Drawing from the Terry Johnson thread, here's a new thread on the use of shortbread as the appropriate or commonly used bread, particularly in Scotland. It might be good to keep in mind that when using the term shortbread, we're probably not talking about anything that was sugared.

[With Chris's concurrence, I think I might just write an article on this topic for the CPJ.]
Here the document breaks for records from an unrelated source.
PR #7401, opened 2024-11-14
[bind] introducing secret_env

vssldmtrv:
Some of our bind images are started using env vars.
Some of these are secret.
We now have a dedicated secret to pull these from.

### DIFF
--- a/system/bind/templates/deployment.yaml
+++ b/system/bind/templates/deployment.yaml
@@ -86,6 +86,11 @@ spec:
         {{ if .Values.extra_env }}
 {{ toYaml .Values.extra_env | indent 8 }}
         {{ end }}
+
+        envFrom:
+          - secretRef:
+            name: {{ .Release.Name }}-secret-env
+
         volumeMounts:
           - name: persistent-storage
             mountPath: {{ .Values.storage_mountpoint | default "/var/lib/bind" }}
--- a/system/bind/templates/etc/_secret_env.tpl
+++ b/system/bind/templates/etc/_secret_env.tpl
@@ -1,0 +1,7 @@
+{{- if .Values.secret_env }}
+{{- range .Values.secret_env }}
+{{ .name }}: {{ .value | include "resolve_secret" }}
+{{- end }}
+{{- else }}
+{}
+{{- end }}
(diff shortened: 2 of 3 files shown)


system/bind/templates/deployment.yaml
```diff
@@ -86,6 +86,11 @@ spec:
         {{ if .Values.extra_env }}
 {{ toYaml .Values.extra_env | indent 8 }}
```
galkindmitrii, line 87: I think this part has to go.

system/bind/templates/deployment.yaml
```diff
@@ -86,6 +86,11 @@ spec:
...
         {{ end }}
```
galkindmitrii, line 88: and this `end` move down under `envFrom` section.

system/bind/templates/etc/_secret_env.tpl
```diff
@@ -0,0 +1,7 @@
+{{- if .Values.secret_env }}
+{{- range .Values.secret_env }}
+{{ .name }}: {{ .value | include "resolve_secret" }}
+{{- end }}
+{{- else }}
+{}
```
galkindmitrii, line 6: what's the point of this `else` condition?

system/bind/templates/etc/_secret_env.tpl
```diff
@@ -0,0 +1,7 @@
+{{- if .Values.secret_env }}
+{{- range .Values.secret_env }}
```
galkindmitrii, line 2: I think there is an extra `env` key in the dictionary.

system/bind/templates/deployment.yaml
vssldmtrv: ```envFrom``` is unconditional. If there are no secret env vars then it will just stay empty.

system/bind/templates/etc/_secret_env.tpl
vssldmtrv: Not under the ```secret-env:``` key.

system/bind/templates/etc/_secret_env.tpl
vssldmtrv: Aesthetics, mostly. In case there are no secret env vars.
IOW avoid an empty, dangling ```data:``` vs the more explicit ```data: {}```.
Both are valid YAML.

galkindmitrii (approved):

PR #7404, opened 2024-11-14
[utils][proxysql] Set default transaction and query timeouts

s10:
Currently, default values are the following:
- transaction: 4h
- query: 24h

In very rare cases under high load caused by locust we've faced an issue when some sqlalchemy transactions acted as follows:
1 Began
2 Some blocking query was executed (they held a row lock)
3 No commit/rollback follows
4 Transaction continues to hang indefinitely in an idle state
5 All parallel requests modifying these rows were blocked because of (2)

This deadlock could be resolved by:
- killing this idle transaction on DB side manually
- killing application process
- killing transactions on the ProxySQL side

The proposed solution is to introduce query and transaction timeouts in the ProxySQL sidecar with the following values:
- transaction: 60s
- query: 90s

From the application perspective, after reaching these timeouts the error would be:
- transaction: `DBConnectionError: (pymysql.err.OperationalError) (2013, 'Lost connection to MySQL server during query')`
- query: `sqlalchemy.exc.OperationalError: (pymysql.err.OperationalError) (1907, 'Query execution was interrupted, query_timeout exceeded')`

### DIFF
--- a/openstack/utils/Chart.yaml
+++ b/openstack/utils/Chart.yaml
@@ -1,4 +1,4 @@
 apiVersion: v1
 description: A Helm chart for Kubernetes
 name: utils
-version: 0.19.7
+version: 0.20.0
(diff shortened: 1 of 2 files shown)


fwiesel (approved):
I wouldn't mind even lower limits.

galkindmitrii:
> I wouldn't mind even lower limits.

Those are set to 60 and 90 seconds for the transaction and query after this change.

I think we need an explicit OK from Neutron folks.

galkindmitrii (approved):

Carthaca:
We sometimes have long running slow queries in manila. I'm indecisive wether I should keep this new default now and watch how the clients deal with it or set different thresholds.

PR #7411, opened 2024-11-18
[Glance] remove kubernetes_entrypoint from nanny

rajivmucheli:


openstack/glance/templates/glance-nanny-deployment.yaml
```diff
@@ -50,11 +50,13 @@ spec:
         image: {{ required ".Values.global.registry is missing" .Values.global.registry }}/loci-glance:{{.Values.imageVersionGlanceApi | default .Values.imageVersion | default .Values.image_version | required "Please set glance.imageVersion or similar"}}
         imagePullPolicy: IfNotPresent
         command:
-        - dumb-init
-        - kubernetes-entrypoint
-        env:
-        - name: COMMAND
-          value: "{{ if not .Values.glance_nanny.debug }}/bin/bash /scripts/glance-db-consistency-and-purge.sh{{ else }}sleep inf{{ end }}"
+{{- if not .Values.glance_nanny.debug }}
+        - /bin/bash
```
fwiesel, line 54: Don't we need `dumb-init` anymore? In the past, we needed it, because k8s would only terminate the `PID 1` and rely the "init" process to clean up, otherwise we end up with zombie processes.

An honest question, I do not know, if that is still the case.

fwiesel (approved):

stefanhipfel (approved):

PR #7412, opened 2024-11-18
[Glance] set ttlSecondsAfterFinished: 3600 for migration job

rajivmucheli:


fwiesel (changes requested):
We need the opposite: This is exactly what would break a restart of a pod.
The job would get cleaned up after 60 minutes, and if you restart then a pod, the `initContainer` [here](https://github.com/sapcc/helm-charts/blob/master/openstack/glance/templates/deployment.yaml#L47) would wait for that job, but it has been removed.

Leaving it unset would be better, unless we move the job to a hook, and remove the dependencies from the deployment.

fwiesel:
I am not sure what the cause of the failure was, because it was waiting for a job of a different release. The job of the expected release was still there.

rajivmucheli:
okay, i will raise a Glance Jira ticket for further investigation , closing this PR for now.

PR #7419, opened 2024-11-18
[pxc-db] priorityClassName updated to new naming convention

businessbean:
- default value added


s10 (approved):
lgtm.

The move from camel case to snake case for variable name is questionable, because in pxc-db chart everywhere the camel case is being used, except the compat options.

galkindmitrii (approved):

PR #7426, opened 2024-11-20
[pxc-db] Lower db net timeouts back to defaults

s10:


common/pxc-db/values.yaml
```diff
@@ -131,20 +131,22 @@ pxc:
       wsrep_retry_autocommit: 3
       binlog_format: ROW
       binlog_expire_logs_seconds: 345600  # default 30 days -> 4 days
-      net_read_timeout: 120
-      net_write_timeout: 300
+      sync_binlog: 0
```
businessbean, line 134: `sync_binlog=1` and `innodb_flush_log_at_trx_commit=1` provide the greatest level of data safety. Do we really want to lower that level for the Openstack services that heavily rely on the consistency of the configuration data even between the services? 
- [innodb_flush_log_at_trx_commit](https://mariadb.com/kb/en/innodb-system-variables/#innodb_flush_log_at_trx_commit)
- [sync_binlog](https://mariadb.com/kb/en/replication-and-binary-log-system-variables/#sync_binlog)

s10: This PR is about returning some options to default values or to values similar to the current MariaDB configuration, so we have a comparable performance-wise configuration.

sync_binlog is 0 in all current MariaDB instances https://mariadb.com/docs/server/ref/mdb/system-variables/sync_binlog/ , and they are not even clustered, so I am not really convinced about the data safety argument for this option at the expense of crippling the write performance.

The same applies to innodb_flush_log_at_trx_commit; its default value for non-galera setups is 1, but currently, we have an unsafe 0, and the recommended safe value in Galera setup is 2, not 0.

s10: @businessbean  , I changed both options to the safe one (1).

businessbean (approved):
lgtm, i have rebased it from the current master...

PR #511, opened 2018-08-11
Hash user’s password before sending it to the server

### LINKED ISSUE #443: Hash user's password before sending to server
We should hash the user's password during signup/login/change password before sending it to the server:

*  https://www.npmjs.com/package/bcrypt
* use technique 2

fernandoabolafio:
closes #443 

**Note:** In case someone is wondering why I haven't used the crypto-js lib (which was included already in the project) is because their SHA3-256 algorithm is slightly different from the standard one. From their [docs](https://code.google.com/archive/p/crypto-js/):
> SHA-3
[...]
>NOTE: I made a mistake when I named this implementation SHA-3. It should be named Keccak[c=2d]. Each of the SHA-3 functions is based on an instance of the Keccak algorithm, which NIST selected as the winner of the SHA-3 competition, but those SHA-3 functions won't produce hashes identical to Keccak.

### DIFF
--- a/package.json
+++ b/package.json
@@ -10,6 +10,7 @@
     "font-awesome": "^4.7.0",
     "js-file-download": "^0.4.1",
     "js-sha256": "^0.7.1",
+    "js-sha3": "^0.8.0",
     "localforage": "^1.5.4",
     "lodash": "^4.17.4",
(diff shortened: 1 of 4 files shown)


tiagoalvesdulce:
LGTM

PR #514, opened 2018-08-14
Enable user details page access to anyone

fernandoabolafio:
This PR is the corresponding work of decred/politeia#415

### DIFF
--- a/src/components/UserDetail/GeneralTab.js
+++ b/src/components/UserDetail/GeneralTab.js
@@ -58,8 +58,26 @@ const TokenFields = ({
   </div>
 );
 
+const IdentityField = ({ identities }) => (
+  identities && identities.length ? (
+    <div>
+      {identities.map(id => {
+        if(id.isactive) {
+          return (
+            <Field key={id.pubkey} label="Active identity">{" " + id.pubkey + " "}</Field>
+          );
+        }
+
+        return null;
+      })}
+      <FieldSeparator />
+    </div>
+  ) : null
+);
+
 const GeneralTab = ({
   user,
+  loggedInAsUserId,
   dcrdataTxUrl,
   isApiRequestingMarkAsPaid,
   isApiRequestingMarkNewUserAsExpired,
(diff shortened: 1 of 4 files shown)


src/components/UserDetail/GeneralTab.js
```diff
@@ -58,115 +58,125 @@ const TokenFields = ({
   </div>
 );
 
+const IdentityField = ({ identities }) => (
```
brunobraga95: what you think about this to improve readability (may need better idendation)?

```
const IdentityField = ({ identities }) => { 
    if(identities && identities.length) {
      const activies = identities.filter((id) => id.isactive);
      return (
        <React.Fragment> // this does not add a unnecessary div to the DOM
          {identities.map(id =>
             ( <Field key={id.pubkey} label="Active identity">{" " + id.pubkey + " "}</Field>))}
          <FieldSeparator />
        </React.Fragment>
      )
    }
    return null;
}
```

src/components/UserDetail/GeneralTab.js
```diff
@@ -58,115 +58,125 @@ const TokenFields = ({
...
-      </div>
-    )}
-    {user.newuserpaywalltx && ([
-      <Field label="Transaction">
-        {user.newuserpaywalltx === "cleared_by_dbutil" ?
-          <span>Cleared by dbutil</span> :
-          <a href={dcrdataTxUrl + user.newuserpaywalltx} target="_blank">{user.newuserpaywalltx}</a>
-        }
-      </Field>,
+  !(isAdmin || (loggedInAsUserId === user.id))  ?
```
brunobraga95: what about applying some boolean algebra and make this
`!isAdmin && loggedInAsUserId !== user.id`

In my opnion it is easier to understand and reason about.
also maybe it would be good to extrack to a variable that gives it a bit more meaning.

something like:
`const isNotLoggedIn = !isAdmin && loggedInAsUserId !== user.id`

Not sure this name makes sense in the context, but you got the idea.

src/components/UserDetail/GeneralTab.js
```diff
@@ -58,115 +58,125 @@ const TokenFields = ({
...
+    <div className="detail-form">
+      <IdentityField identities={user.identities} />
+    </div> :
+    <div className="detail-form">
+      {!user.newuserverificationtoken ? (
+        <Field label="Verified email">Yes</Field>
+      ) : (
+        <div>
```
brunobraga95: consider using  ´Fragment´ from react 16, this way you wont need to add somewhat of a useless div to the DOM. There are a few benefits of making the DOM smaller, but a quick one to think about is that it always easier to debug the dom tree when you dont have things you dont actually need.

src/components/UserDetail/GeneralTab.js
```diff
@@ -58,115 +58,125 @@ const TokenFields = ({
...
+          <span>No</span>,
+          isAdmin && <ButtonWithLoadingIcon
+            className="c-btn c-btn-primary button-small"
+            text="Mark as paid"
+            disabled={isApiRequestingMarkAsPaid}
+            isLoading={isApiRequestingMarkAsPaid}
+            onClick={() => onEditUser(user.id, EDIT_USER_CLEAR_USER_PAYWALL)} />
+        ])}
+      </Field>
+      {user.newuserpaywalladdress && user.newuserpaywallamount && (
```
brunobraga95: what about extracting this to a variable with some meaningful name?

src/components/UserDetail/GeneralTab.js
```diff
@@ -58,115 +58,125 @@ const TokenFields = ({
...
+        <div>
```
brunobraga95: `React.Fragment`

src/components/UserDetail/Page.js
```diff
@@ -41,11 +41,11 @@ const UserDetailPage = ({
             </div>
             <div className="detail-email">{user.email}</div>
             <Tabs>
-              <Tab
+              {user.isadmin && <Tab
```
brunobraga95: consider:

   {user.isadmin ? <Tab
                title="General"
                selected={tabId === USER_DETAIL_TAB_GENERAL}
                tabId={USER_DETAIL_TAB_GENERAL}
                onTabChange={onTabChange} /> : null}

when you don't actually say you will return `null` when the expression fails, you end up returning `false`, which makes sense. The "problem" is that `false` is a valid value, and you will end up adding it the DOM. On the other hand, `null` is not added to the DOM tree.

Not a huge deal, but I am sure that is not what you want, up to you.

fernandoabolafio:
Thanks for your review @brunobraga95! I really like the `React.Fragment` option, I didn't know about this React feature.

tiagoalvesdulce:
LGTM

PR #515, opened 2018-08-17
Allow users to edit proposals

fernandoabolafio:
**This PR implements the modifications on the GUI to enable proposals editing**

This is the corresponding GUI work of: https://github.com/decred/politeia/pull/420 and https://github.com/decred/politeia/pull/424

- [x] Open submission page pre-populated with the existent proposal content
- [x] Integrate edit proposal endpoint
- [x] Add/fix tests


tiagoalvesdulce:
Unreviewed proposals are changing to the same status as "voting started" proposals. See the image below.

screen shot 2018-08-28 at 15 34 56

Works really nice for vetted proposals but I think the user be able to download all the different versions of a proposal on "Download Proposal Bundle"? It's being saved on d, right?

Another really small issue is that the unreviewed proposal version doesn't change on edit, which is fine but can lead to confusion among users. I'd say we shouldn't show version for unvetted proposals.

Everything else looks good.

fernandoabolafio:
Thanks for the review @tiagoalvesdulce. Regarding your comments respectively:

- It should not happen. I will check what is going on.
- The user will be able to retrieve different versions in the future but that hasn't been implemented on the backend yet. So, for now, it will be the user responsibility to keep the different versions of his proposals bundles saved. 
- Yeah, I think is fine to hide the version info for unvetted props.

tiagoalvesdulce:
LGTM

tiagoalvesdulce:
LGTM

Issue #506, opened 2018-08-08
Implimenting CSP


degeri:
Since the politeia website is going to be the core of the Decred ecosystem an XSS vulnerability in the website could prove disastrous. Though utmost care has been placed to make sure we are XSS free before public release I suggest that we implement CSP to lessen the impact of cross site scripting if there is any.  

CSP:https://developer.mozilla.org/en-US/docs/Web/HTTP/CSP

degeri:
I will be working on this.

PR #519, opened 2018-08-21
Update Dockerfile-serve

degeri:
This implements CSP.
It has the following rules. 
Allows "self" , *.decred.org  and *.dcrdata.org

This fixes https://github.com/decred/politeiagui/issues/506

### DIFF
--- a/Dockerfile-serve
+++ b/Dockerfile-serve
@@ -5,4 +5,4 @@ LABEL version="1.0"
 LABEL maintainer "holdstockjamie@gmail.com"
 
 COPY ./docker-build/ /usr/local/apache2/htdocs/
-RUN sed -i -e "$ a #CSP Headers\nHeader set Content-Security-Policy \"default-src 'self' *.decred.org *.dcrdata.org;\"" /usr/local/apache2/conf/httpd.conf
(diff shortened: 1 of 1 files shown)


jholdstock:
Change looks fine for me. Just a couple of things to consider:
- Are we adding  `*.decred.org` and `*.dcrdata.org` because they are required right now? Or because we _may_ require them in future? If the latter, I would suggest they are added when we actually need them, rather than adding them pre-emptively.
- If I recall the production setup correctly, there is an nginx instance reverse proxying to multiple docker containers. Perhaps this kind of protection is actually better suited to live in the nginx instance? In fact, perhaps it is already there?

degeri:
1. Yes we need them now. We are loading content for the following.
https://faucet.decred.org/requestfaucet request is made for purchasing credits in testnet and requests to *.dcrdata.org (testnet and explorer) are made for payment confirmation. We can go for a more granular rule like so (Content-Security-Policy  "default-src 'self' testnet.dcrdata.org explorer.dcrdata.org testnet.decred.org mainnet.decred.org faucet.decred.org;) but I wanted to be safe and make sure nothing breaks.


2. Yes I believe that other HTTP security headers come from nginx (X frame options,HSTS and XSS protection) but no CSP.

image

fernandoabolafio:
@dajohi can you take a quick look at this

PR #525, opened 2018-08-23
Refactor Component Lifecycle Code

tiagoalvesdulce:
`componentWillReceiveProps` and `componentWillMount` lifecycles are considered legacy and the  [React docs](https://reactjs.org/docs/react-component.html) advises to avoid using them. Soon they will be completely discontinued. I've refactored the lifecycle of our components that used them using `componentDidUpdate` and the `constructor` instead.


fernandoabolafio:
LGTM but I am waiting on #515 before getting it in since there will be the need for a bit more of lifecycle changes after that.

Issue #524, opened 2018-08-22
Issue with last submitted proposal message


tiagoalvesdulce:
<img width="868" alt="screen shot 2018-08-22 at 16 30 38" src="https://user-images.githubusercontent.com/13955303/44486015-d3603380-a628-11e8-870b-00cc33f49623.png">

This message should show up at the after submitted page ONLY. But, if you submit a proposal and navigate through the website without refreshing it and then go back to the proposal's page (by clicking it) the message stays there. We should clear the `lastSubmitted` state on route change.

The message should also be rephrased after https://github.com/decred/politeia/pull/420 goes in saying the user won't be able to get the proposal's content only if it gets censored.

thi4go:
I'll catch this one! 👍

PR #549, opened 2018-08-31
Correcting issues with last submitted proposal message

thi4go:
Added an redux action to clear lastSubmitted when ProposalDetail gets unmounted, correcting it's render behaviour

Fixes https://github.com/decred/politeiagui/issues/524


tiagoalvesdulce:
LGTM

PR #559, opened 2018-09-05
Fix logout when multiple tabs are opened

### LINKED ISSUE #558: Problem logging out when logged in in multiple tabs
Looks like the user info is being erased from the localStorage in which the log out is done but the other tab is rewriting the info into localStorage again.

fernandoabolafio:
closes #558

### DIFF
--- a/src/reducers/api.js
+++ b/src/reducers/api.js
@@ -4,6 +4,7 @@ import map from "lodash/fp/map";
 import cloneDeep from "lodash/cloneDeep";
 import { DEFAULT_REQUEST_STATE, request, receive, reset, resetMultiple } from "./util";
 import { PROPOSAL_VOTING_ACTIVE } from "../constants";
+import { clearStateLocalStorage } from "../lib/local_storage";
 
 export const DEFAULT_STATE = {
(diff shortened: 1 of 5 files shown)


src/reducers/api.js
```diff
@@ -313,6 +314,7 @@ const api = (state = DEFAULT_STATE, action) => (({
   [act.RECEIVE_LOGOUT]: () => {
     const tempState = DEFAULT_STATE;
     tempState.init = state.init;
+    clearStateLocalStorage();
```
tiagoalvesdulce: It's OK to do this here by now, but please write an issue to fix it in the future so our reducers stays as pure functions.

tiagoalvesdulce:
Tested and it works great. As soon as the tests are fixed, it can go in but please note my inline comment.

src/reducers/api.js
fernandoabolafio: Actually, there are multiple places where we need to fix that. Here is the issue:
https://github.com/decred/politeiagui/issues/562

tiagoalvesdulce:
LGTM

Issue #376, opened 2018-06-15
Testing - next steps


fernandoabolafio:
- Write unit testing for selectors and reducers
- Write component testing for key components to make sure they behave correctly.
 Examples of components to be tested are:
   - Header alert: make sure it will be rendered when either paywall is missing or/and the user needs to generate a new identity.
   - ThingLink: make sure it renders the correct content, given different situations (censored proposal, just created proposal, proposal on voting, proposal with finished voting, etc)
   - Buttons triggering key actions (submit proposal, submit comment, approve/censor proposal) make sure they are all blocked when there is a missing verification (paywall/identity).

thi4go:
I can write some more tests, I'll work on this @fernandoabolafio 👍

PR #577, opened 2018-09-08
Test coverage for redux selectors module

thi4go:
Straightforward unit tests for the selectors, focusing on conditional returns behaving as expected with state changes and such. Covers all modules with threshold of 80%.

Adds a mocked state used to test our selectors, which with some little refactor can be used as a complete reference lookup to the state structure used by the gui, and used for something.

image

Part of https://github.com/decred/politeiagui/issues/376


tiagoalvesdulce:
LGTM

Here's one authority on the subject:



> Old Scottish Communion Plate, by Thomas Burns, et al. [Edinburgh, 1892], p. 16.
> 
> The elements consisted then as now of bread and wine; but it is worthy of note that the greatest care was always taken in preparing the bread and in procuring the wine for Communion. Some kirk-sessions bought "flour" and had it baked into bread by persons in whomm they had implicit trust, for use on the hallowed occasion. Hence the bread used in different parts of Scotland was of varying quality and nature. Possibly this explains the custom, derived from ancient date and still followed in some parishes in the South of Scotland, as Kirkmaiden, Parton and Inch (Galloway), or using shortbread as the appropriate bread for the Communion [3].
> 
> [3] It is only in recent years that shortbread has been replaced by common bread. The minister at Stoneykirk affirms that at his induction in 1858 shortbread was used in all the parishes within the Presbytery of Stranraer. It was recently used in Dumfries Parish Church.


----------



## Wayne (Sep 10, 2011)

Here's another source on the subject:



> The Transactions and Journal of Proceedings of the Dumfriesshire & Galloway Natural History and Antiquarian Society, Sessions 1887-88; 1888-89; 1889-90. Page 10.
> 
> "Rev. R.W. Weir said he had been brought up on the East Coast, amongst people who often talked about old church customs; and he thought if they had ever themselves witnessed a dispensation of the Communion with shortbread, or had heard of others having done so, they would have certainly mentioned it some time or other in his hearing. Dr. Sprott, in his book, siad it was a custom that prevailed in Dumfriesshire and Galloway, and that the explanation of it was that shortbread was unleavened bread. He had heard of it frequently since he came to the district; and he knew that in Buittle it was still used. As to the theory of unleavened bread, he thought it very doubtful. He supposed that in this district there would be two kinds of bread, the oatbread for general use, and the shortbread for company use, and that at the Communion they naturally took the best kind of bread they knew of. In the minutes of the Dumfries Kirk-Session he had seen no notice of a change in the matter of providing the bread; the change, he supposed, would be made without any decree on the part of the Kirk-Session. Similar changes had taken place in regard to the wine. He found in old days that in Dumfries and elsewhere it had always been claret that was used at the Communion; but there came a time when claret ceased to be so popular in Scotland, and port took its place...."


----------



## Peairtach (Sep 10, 2011)

Aah, the Great Shortbread Question.


----------



## NaphtaliPress (Sep 10, 2011)

Go for it.


Wayne said:


> [With Chris's concurrence, I think I might just write an article on this topic for the CPJ.]


----------



## jwithnell (Sep 10, 2011)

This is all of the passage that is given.